#### Dataset excerpts:
PR #220, opened 2024-12-06
ArgoCD toolset

nherment:


holmes/plugins/toolsets/argocd.yaml
```diff
@@ -0,0 +1,37 @@
+toolsets:
+  - name: "argocd/core"
+    prerequisites:
+      - command: "argocd version"
+
+    tools:
+      - name: "argocd_app_get"
+        description: "Retrieve information about an existing application, such as its status and configuration"
+        command: "argocd app get {{ app_name }} --show-operation -o yaml --auth-token {{ auth_token }}"
```
arikalon1: I think we don't want to auth token to be sent to the llm
Can we somehow pass the token via env var?
So, for example, in order to use the tool, the user need to inject the env var: ARGO_AUTH_TOKEN,
and the tool command will be:
```
command: "argocd app get {{ app_name }} --show-operation -o yaml --auth-token $ARGO_AUTH_TOKEN"
```
Can something like this work?

nherment: Turns out we don't event need to use `--auth-token` as argocd will read the env var `ARGO_AUTH_TOKEN` by itself. Reflected in the documentation.

holmes/plugins/toolsets/argocd.yaml
```diff
@@ -0,0 +1,42 @@
+toolsets:
+  argocd/core:
+    description: "Set of tools to get argocd metadata like list of apps, repositories, projects, etc."
+    docs_url: "https://argo-cd.readthedocs.io/en/stable/user-guide/commands/argocd/"
+    icon_url: "https://argo-cd.readthedocs.io/en/stable/assets/logo.png"
+    tags:
+      - core
+    prerequisites:
```
itisallgood, line 8: Should we add `ARGOCD_AUTH_TOKEN`env  as one of the prerequisites ?

itisallgood (approved):
lgtm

#### Assignment:
The required result is an identical copy of the records above.

#### Written response:
PR #220, opened 2024-12-06
ArgoCD toolset

nherment:


holmes/plugins/toolsets/argocd.yaml
```diff
@@ -0,0 +1,37 @@
+toolsets:
+  - name: "argocd/core"
+    prerequisites:
+      - command: "argocd version"
+
+    tools:
+      - name: "argocd_app_get"
+        description: "Retrieve information about an existing application, such as its status and configuration"
+        command: "argocd app get {{ app_name }} --show-operation -o yaml --auth-token {{ auth_token }}"
```
arikalon1: I think we don't want to auth token to be sent to the llm
Can we somehow pass the token via env var?
So, for example, in order to use the tool, the user need to inject the env var: ARGO_AUTH_TOKEN,
and the tool command will be:
```
command: "argocd app get {{ app_name }} --show-operation -o yaml --auth-token $ARGO_AUTH_TOKEN"
```
Can something like this work?

nherment: Turns out we don't event need to use `--auth-token` as argocd will read the env var `ARGO_AUTH_TOKEN` by itself. Reflected in the documentation.

holmes/plugins/toolsets/argocd.yaml
```diff
@@ -0,0 +1,42 @@
+toolsets:
+  argocd/core:
+    description: "Set of tools to get argocd metadata like list of apps, repositories, projects, etc."
+    docs_url: "https://argo-cd.readthedocs.io/en/stable/user-guide/commands/argocd/"
+    icon_url: "https://argo-cd.readthedocs.io/en/stable/assets/logo.png"
+    tags:
+      - core
+    prerequisites:
```
itisallgood, line 8: Should we add `ARGOCD_AUTH_TOKEN`env  as one of the prerequisites ?

itisallgood (approved):
lgtm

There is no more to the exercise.